We won't get good visual prostheses until and unless we can get the electrodes onto the optic nerve itself, with far more resolution. For examples of approaches that could conceivably work, take a good look at David Edell's work, at http://www.mrs.org/s_mrs/sec_subscribe.asp?CID=2603&DID=110240&action=detail [mrs.org]. But his work would involve avoiding the retina and stimulating the optic nerver: so far, it's really only suitable for muscle nerves.
Re:Blindness Sucks (Score:3, Interesting)
There's actually a direct spacial mapping from steradians in the visual field to particular areas on the surface of the visual cortex. Under each "pixel" on the surface, if you will, there are several physical layers that each have a specialized function: one detects lines; another circles; another changes in perspective; and another compensates for white point balancing. These layers then send the processed signals to another portion of the brain for interpretation. (It's not a bad architecture, actually.)

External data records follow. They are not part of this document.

PR #119, opened 2018-05-09
use docker-compose in CI

smacker:
based on #117

### DIFF
--- a/.travis.yml
+++ b/.travis.yml
@@ -16,7 +16,7 @@ matrix:
   include:
   - scala: 2.11.2
     before_install:
-    - ./scripts/start_docker_db.sh
+    - docker-compose -f docker-compose.yml -f docker-compose.host.yml up -d scylla
     - tar -xzf src/test/resources/weighted-minhash/csv.tar.gz -C src/test/resources/weighted-minhash/
     script:
       # run only tests without external deps (beside DB)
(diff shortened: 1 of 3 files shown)


scripts/start_docker_bblfsh.sh
```diff
@@ -1,27 +0,0 @@
-#!/bin/bash
```
bzz: I find those 3 to be useful examples of how to run containers with all the options, etc individually with just `docker` that i.e may be useful for local debugging.

Do you think we could keep them around and delete, when this knowledge get's transferred to the  a Developer's docs? 

It's nice to have `docker-compose` to run all of them and I know that all the options, etc for individual docker command can be recovered from compose configuration, but I still see value for having those individual commands in some place.

smacker: don't see any value to keep scripts as documentation. but whatever.

bzz:
Assume there still might be some WIP as CI seems to be red.

smacker:
@bzz CI was red due to some internal travis problems. (tasks just hanged and died by timeout)
I have restarted it and everything is green again.

smacker:
github didn't recognize that commits are in master already.

I have rebased just to be sure everything is ok.
Going to merge as CI pass again.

Many blind people can still "see" with their memories and their imaginations. What happens in this context is that recorded (or synthesized) sensory inputs are fed back into the same areas that process the higher-level processed signals from the eye's "live" feed. Memory, really is a process of re-perceiving.
It seems plausible that computers could take over the function of not only the retina, but also the visual cortex and send high-level processed signals directly to the area of the brain responsible for interpreting them.
Hell, that might be better than normal vision. Imagine knowing more colors [guardian.co.uk] than we are able to naturally perceive, or being able to "see" arbitrarily fine details, as if in a dream. Augmented reality [wikipedia.org] would be trivial.
All that and more might be possible if we bypass the visual cortex.